SUPPLIED DATA:
━━━━
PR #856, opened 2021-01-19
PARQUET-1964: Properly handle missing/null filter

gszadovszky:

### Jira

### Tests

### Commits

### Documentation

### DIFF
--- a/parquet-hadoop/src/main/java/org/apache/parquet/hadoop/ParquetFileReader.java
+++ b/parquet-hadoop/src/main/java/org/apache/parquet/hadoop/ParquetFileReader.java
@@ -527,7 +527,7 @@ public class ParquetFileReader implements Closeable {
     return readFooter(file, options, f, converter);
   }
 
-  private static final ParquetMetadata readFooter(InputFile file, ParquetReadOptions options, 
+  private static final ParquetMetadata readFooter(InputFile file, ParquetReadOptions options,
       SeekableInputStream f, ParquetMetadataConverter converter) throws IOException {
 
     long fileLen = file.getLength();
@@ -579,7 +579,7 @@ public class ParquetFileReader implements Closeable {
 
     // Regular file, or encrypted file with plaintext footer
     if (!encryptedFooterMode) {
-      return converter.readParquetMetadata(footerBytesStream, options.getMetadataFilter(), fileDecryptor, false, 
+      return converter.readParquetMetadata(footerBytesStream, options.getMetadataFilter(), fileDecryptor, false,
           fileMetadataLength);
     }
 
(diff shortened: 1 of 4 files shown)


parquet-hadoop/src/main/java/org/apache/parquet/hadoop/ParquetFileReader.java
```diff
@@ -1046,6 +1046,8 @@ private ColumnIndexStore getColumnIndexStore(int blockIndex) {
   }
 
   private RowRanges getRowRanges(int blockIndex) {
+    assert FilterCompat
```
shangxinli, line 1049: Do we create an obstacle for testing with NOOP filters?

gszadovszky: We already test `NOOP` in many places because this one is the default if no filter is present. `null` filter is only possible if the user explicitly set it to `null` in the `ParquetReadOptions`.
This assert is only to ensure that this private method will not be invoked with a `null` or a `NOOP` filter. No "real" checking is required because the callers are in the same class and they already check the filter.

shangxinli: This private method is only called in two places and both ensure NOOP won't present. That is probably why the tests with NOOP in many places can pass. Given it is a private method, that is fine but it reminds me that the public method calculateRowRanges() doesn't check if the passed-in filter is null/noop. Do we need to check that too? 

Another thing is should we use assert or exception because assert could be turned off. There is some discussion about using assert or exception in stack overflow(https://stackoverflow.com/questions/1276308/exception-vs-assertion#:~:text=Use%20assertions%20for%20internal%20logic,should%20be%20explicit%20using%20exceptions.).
━━━━
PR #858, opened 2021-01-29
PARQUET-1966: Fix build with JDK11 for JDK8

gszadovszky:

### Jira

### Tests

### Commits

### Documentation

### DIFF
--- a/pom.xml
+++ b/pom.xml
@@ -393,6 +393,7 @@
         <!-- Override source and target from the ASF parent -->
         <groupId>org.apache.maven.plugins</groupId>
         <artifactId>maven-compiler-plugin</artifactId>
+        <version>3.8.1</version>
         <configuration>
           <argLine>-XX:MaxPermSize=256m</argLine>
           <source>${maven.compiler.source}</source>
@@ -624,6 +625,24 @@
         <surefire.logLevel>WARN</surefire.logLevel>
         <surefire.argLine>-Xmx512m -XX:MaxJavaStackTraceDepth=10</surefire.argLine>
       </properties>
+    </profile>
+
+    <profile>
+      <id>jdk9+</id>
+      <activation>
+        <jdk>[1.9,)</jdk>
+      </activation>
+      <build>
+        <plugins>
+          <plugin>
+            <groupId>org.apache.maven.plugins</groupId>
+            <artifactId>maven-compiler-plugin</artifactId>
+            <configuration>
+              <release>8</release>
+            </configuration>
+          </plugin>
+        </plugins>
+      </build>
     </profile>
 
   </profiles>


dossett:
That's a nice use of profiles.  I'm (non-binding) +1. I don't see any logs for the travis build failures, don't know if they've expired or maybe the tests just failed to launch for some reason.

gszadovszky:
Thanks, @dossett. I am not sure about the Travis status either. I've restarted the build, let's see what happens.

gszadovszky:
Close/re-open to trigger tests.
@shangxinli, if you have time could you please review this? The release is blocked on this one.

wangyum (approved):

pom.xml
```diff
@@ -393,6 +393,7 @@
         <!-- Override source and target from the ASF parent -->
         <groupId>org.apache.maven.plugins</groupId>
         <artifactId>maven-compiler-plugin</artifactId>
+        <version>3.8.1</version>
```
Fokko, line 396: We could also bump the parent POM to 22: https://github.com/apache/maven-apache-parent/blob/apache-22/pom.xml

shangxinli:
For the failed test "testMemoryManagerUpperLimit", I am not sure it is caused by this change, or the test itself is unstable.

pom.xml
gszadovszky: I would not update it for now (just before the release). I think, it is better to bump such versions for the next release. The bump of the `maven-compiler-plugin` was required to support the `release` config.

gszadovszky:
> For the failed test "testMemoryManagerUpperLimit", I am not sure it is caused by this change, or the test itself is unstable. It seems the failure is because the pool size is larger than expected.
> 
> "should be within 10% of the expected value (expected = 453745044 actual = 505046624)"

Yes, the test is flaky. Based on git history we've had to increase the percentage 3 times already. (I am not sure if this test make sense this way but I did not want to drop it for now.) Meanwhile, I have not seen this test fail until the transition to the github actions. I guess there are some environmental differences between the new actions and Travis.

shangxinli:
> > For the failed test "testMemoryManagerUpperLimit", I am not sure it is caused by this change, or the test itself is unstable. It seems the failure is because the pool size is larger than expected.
━━━━
EXERCISE GOAL:
For the lines above, output exactly those from the line containing "fileMetadataLength);" through the line containing "gszadovszky: We already", and skip the others.

RESPONSE TO THIS EXERCISE:
           fileMetadataLength);
     }
 
(diff shortened: 1 of 4 files shown)


parquet-hadoop/src/main/java/org/apache/parquet/hadoop/ParquetFileReader.java
```diff
@@ -1046,6 +1046,8 @@ private ColumnIndexStore getColumnIndexStore(int blockIndex) {
   }
 
   private RowRanges getRowRanges(int blockIndex) {
+    assert FilterCompat
```
shangxinli, line 1049: Do we create an obstacle for testing with NOOP filters?

gszadovszky: We already test `NOOP` in many places because this one is the default if no filter is present. `null` filter is only possible if the user explicitly set it to `null` in the `ParquetReadOptions`.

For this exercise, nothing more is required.